A Generalized Singular Value Theory for Neural Networks
This work provides a theoretical framework for understanding neural network representations, with potential applications to adversarial robustness, bias, and invertibility, but the results are theoretical with limited empirical validation.
The authors prove that most modern neural networks admit a generalized SVD representation where they are left-invertible before the final linear layer, with norm-preserving nonlinear activations. They provide an algorithm to estimate this representation and show it can detect adversarial perturbations.

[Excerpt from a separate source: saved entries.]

Issue #366, opened 2018-05-04
History back function does not reload article from ZIM in Firefox (regression)


Jaifroid:
This is a regression from #354. In Firefox ESR and Firefox Quantum, pressing the "Back" button to go back in the browsing history -- which calls the `history.back()` function -- replaces only the iframe's state back to the point at which we last called `document.write()`. In the released version 2.3 of Kiwix JS, Firefox correctly causes the required page to be re-read from the ZIM, resetting the state of the outer document as well. Since we now have an `iframe.onload` event, in the current version of Kiwix JS the `parseAnchors()` and other functions are called without voiding the iframe, which attempts to attach onclick events to all links again, even though onclick events are still somehow attached to the document referencing the previous page. This results in a mess (links to internal pages do not function, etc.).

Curiously this only happens with Firefox, not with Edge. Firefox appears unique in maintaining a history state for the iframe window, whereas Edge and Chromium do not, so they correctly reset the state of the outer document as well on history back. See https://stackoverflow.com/questions/3254985/back-and-forward-buttons-in-an-iframe and in particular this:

> in Firefox around v42, sometimes the browser's own "back" button results in per-frame history.back(), rather than a top-frame history.back(), for no apparent reason (= inconsistent behavior of the native "back" button)

It seems we need to intercept `history.back()` and ensure it is applied to the top frame, if that is possible. If that isn't possible, then we will need to intercept the iframe.onload event, derive the articleContent's title and path from the HTML, as it doesn't seem to be available in the URL (from initial testing) and manually reload the article.

It is not enough merely to void the iframe.onload() event with a blank function (I have tested this): the article still remains in an inconsistent state, because the iframe hasn't been voided correctly. The inconsistent state, whereby event listeners for the previous article are still attached to elements in the DOM of the new article looks like a Firefox bug to me, related to its per-frame history. Or it could be a jQuery bug related to #361 (jQuery keeps hooks on the old article even after the new one is loaded).

Jaifroid:
Possibly a better solution than manipulating window.history is suggested here:

https://stackoverflow.com/questions/19624452/workaround-to-firefox-creating-new-history-after-each-document-write 

It does seem to have an effect on first trials.

Jaifroid:
[...]

Issue #361, opened 2018-04-30
"TypeError: can't access dead object" exceptions within Firefox extension


mossroy:
It looks like a regression since 2.2
When running kiwix-js as a Firefox extension, I randomly get this exception when clicking on a link, leading to a "Error reading article with title xxx" instead of displaying the article.

mossroy:
See https://developer.mozilla.org/docs/Web/JavaScript/Reference/Erreurs/Dead_object

After trying various versions of nightly builds, I see that the issue appeared after merging #354.
I suppose we're somewhere referencing a DOM object from the iframe, that has been destroyed by our  articleContent.write().
I need to find which one and fix this because it looks like a blocker for a release.

Jaifroid:
When you say "randomly" is it not every link? Can you isolate which links are producing the error? It may have something to do with the event listeners? Might we have to revoke the listener in the click function?

Jaifroid:
I mean, put removeEventListener (or jQuery off) as part of the redirection here:
https://github.com/kiwix/kiwix-js/blob/master/www/js/app.js#L905 
(or anywhere that a new document is loaded)? Just a guess.

mossroy:
The bug happens on the Ray Charles archive for example.
Steps to reproduce :
- on Firefox, install the latest nightly extension by clicking on the .xpi file from https://download.kiwix.org/nightly/2018-04-29/
- open the Ray Charles archive
- it displays the main article : click on the first link "A fool for you" (it usually works)
- then click on the first link "Ray Charles"

Jaifroid:
Hmm, I've not been able to reproduce (yet) in Firefox Quantum on Ray Charles, or on the latest WikiMed. But I am getting a lot of CSP errors in console:

![image](https://user-images.githubusercontent.com/4304337/39419030-a0d1c802-4c55-11e8-96c0-e83e046ccf59.png)

I wonder if it's a race condition with the old DOM elements not being fully garbage collected before starting to access the new DOM. Strange that it's random.

mossroy:
The stacktrace of the exception is :
`Sizzle@moz-extension://e3199cf6-77e7-4308-8133-66400fd6f608/www/js/lib/jquery-3.2.1.slim.js:819:6
find@moz-extension://e3199cf6-77e7-4308-8133-66400fd6f608/www/js/lib/jquery-3.2.1.slim.js:2922:4
[...]

PR #368, opened 2018-05-12
Fix for dead object #361 and history regression #366

Jaifroid:
PR of combined changes from #366 (incorporating fix for #361 already in #366). See comment there.

### DIFF
--- a/www/js/app.js
+++ b/www/js/app.js
@@ -865,6 +865,7 @@ define(['jquery', 'zimArchiveLoader', 'util', 'uiUtil', 'cookies','abstractFiles
         // Completely void iframe [kiwix-js #341] and inject new article (NB iframe.onload runs *after* this)
         var articleContentDocument = iframeArticleContent.contentDocument;
         articleContentDocument.open('text/html', 'replace'); // Prevents incorrect history state in Firefox [kiwix-js #366] 
+        articleContentDocument.write("<!DOCTYPE html>"); // Ensures browsers parse iframe in Standards mode
         articleContentDocument.write(htmlArticle);
         articleContentDocument.close();
         
--- a/www/js/app.js
+++ b/www/js/app.js
@@ -711,7 +711,6 @@ define(['jquery', 'zimArchiveLoader', 'util', 'uiUtil', 'cookies','abstractFiles
         $("#prefix").val("");
         findDirEntryFromDirEntryIdAndLaunchArticleRead(dirEntryId);
         var dirEntry = selectedArchive.parseDirEntryId(dirEntryId);
-        pushBrowserHistoryState(dirEntry.namespace + "/" + dirEntry.url);
         return false;
     }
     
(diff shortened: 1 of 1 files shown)


Jaifroid:
Whoops, I see there's a typo in the commit title (objexts instead of objects). I'll correct before merge. More haste, less speed. Also, @mossroy , looks like this PR has failed one of the integration tests...? Did I do something wrong?

Jaifroid:
@mossroy , I've pushed a commit to this PR that ensures the iframe is run in Standards mode, not in Quirks Mode. The problem was that we were not writing a DOCTYPE declaration to the iframe. I'm not sure if this is because the ZIM articles don't include a doctype or because we accidentally exclude it. The added code is simply this:

`articleContentDocument.write("<!DOCTYPE html>"); // Ensures browsers parse iframe in Standards mode` 

And I see that this fixes the integration tests too.

Jaifroid:
Could it be that pesky onload event for when the user changes mode? It's just a wild guess.
Or maybe pushing the doctype before the rest of the document is an issue? I kind of doubt it, but you never know with JavaScript and the DOM...

Jaifroid:
Another quick thought: might the exception produced in the iframe by the lack of jQuery be causing problems? Does the regression only happen with recent Wikimedia ZIMs? On every such article I get the message in screenshot below in Console. Until we can extract the JavaScript (see #152 ) we should probably neutralize this.

image

mossroy:
The regression is certainly not related to the `'$' is not defined` console errors : this appears after the page is loaded (onload event), after the CSS and JS fail to load.
It appears on old ZIM files too (the Ray Charles one, for example). It does not seem to be related to the onload event we add (because the issue is still there if I comment this code).

I tested with the .innerHTML method (commit aa2c65d1785b54e1a3c987adf9e060a14cce0e89 of branch Fix-history-back-regression) : it works fine (the CSS HTTP requests are trapped by the ServiceWorker in all cases).

I suspect that the document.write method does not set a source that is inside the scope of the ServiceWorker (or something similar). I need to check if there is a way to do so.
Else we might switch (again) the method ;-)

Jaifroid:
Hmm, OK I've pushed a branch with the latest version of the innerHTML fix for testing here:

mossroy:
Yes, it would be better to add `<meta charset="utf-8">` in the head section. I would also advise to add a title there, like `placeholder where articles will be injected`.

Regarding the document.write method, I managed to workaround the problem on Chrome, by setting a src to the iframe tag (in index.html), pointing to an empty html file like your article.html. But it only seems to work on Chrome, not on Firefox.

Regarding the innerHTML method, I'd be fine to finally choose it, but there are 2 issues : 
- The way to copy the CSS classes of the HTML tag is not generic. For example, some CSS styles might be applied with the `style` attribute (without referring to a CSS class), and there might be other attributes too. It would be better to find a way to copy all attributes of this tag, in order to be more generic (NB : why are you applying the CSS styles to the body tag instead of the htm tag?)
- It might not be accepted by the extension reviews. As you already pointed, Chrome might accept (see https://wiki.mozilla.org/Add-ons/Reviewers/Guide/Reviewing#Step_2:_Automatic_validation), but Mozilla will probably not (see the warning in the middle of https://developer.mozilla.org/en-US/docs/Web/API/Element/innerHTML). But we might submit it to find out, we don't have much to loose...

I tested this innerHTML method only quickly with Firefox 60ESR and Chrome 66 (both in ServiceWorker mode, with a recent Wikivoyage ZIM), and did not find any issue.

Jaifroid:
Both of those links point to the Mozilla documentation, with the first one giving the detail about the review process, and it seems to imply that the rejection would apply if it's clear that the HTML is from an external unsanitized source, which isn't the case with our code. We might need to explain to the reviewer...

Regarding the method of copying the html tag's attributes, the issue here is that I can't find any way of accessing or writing to the html element of the iframe's contentDocument (or the contentWindow). Neither outerHTML on the documentElement nor attempts to use createElement and insert it seem to work (see discussion of this in #366). If you have a way of doing it (apart from srcdoc) that I've overlooked, it would be great to try it out.

I'm a bit worried about copying anything in the html element and applying it to the body, so all I've done is copy classes. We could end up adding something that shouldn't be in the body element.

Note that to date we have got by with inserting the full html document into the *body* element of the iframe (which is clearly wrong), so whatever we do here is an improvement. But of course it would be great to optimize this as much as possible.

mossroy:
You're right about the links about extensions. In any case, it's worth proposing the extension and see what they say.
OK I understand for the html/body CSS classes.
It would be worth creating a PR for the https://github.com/kiwix/kiwix-js/tree/InnerHTML-dead-objects-and-history-fix branch, with the UTF-8 and title fix in article.html.
I started testing it and did not find any issue so far.

Jaifroid:
PR superseded by #369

Building on the abstract Generalized Singular Value Decomposition (GSVD) theory of Brown et al. [2025], we prove that most modern neural architectures admit a generalized SVD representation in which they are left-invertible before a final linear layer, with no change in input-output behavior. Furthermore, the left-invertible nonlinear portion of the input-output behavior can be made to be \emph{norm preserving}, meaning that perturbations in the left-invertible ``embedding'' (the activations prior to the final linear layer in this representation) correspond proportionally to changes in the input, i.e., distance in feature space can be calibrated directly to distance in input space. We provide a data-driven algorithm for estimating this representation from trained models and propose a model architecture that naturally facilitates the decomposition. We then provide a proof-of-concept that the learned representation can be used to identify adversarial perturbations to model inputs, and develop the theory necessary for future applications to areas such as model bias and invertibility.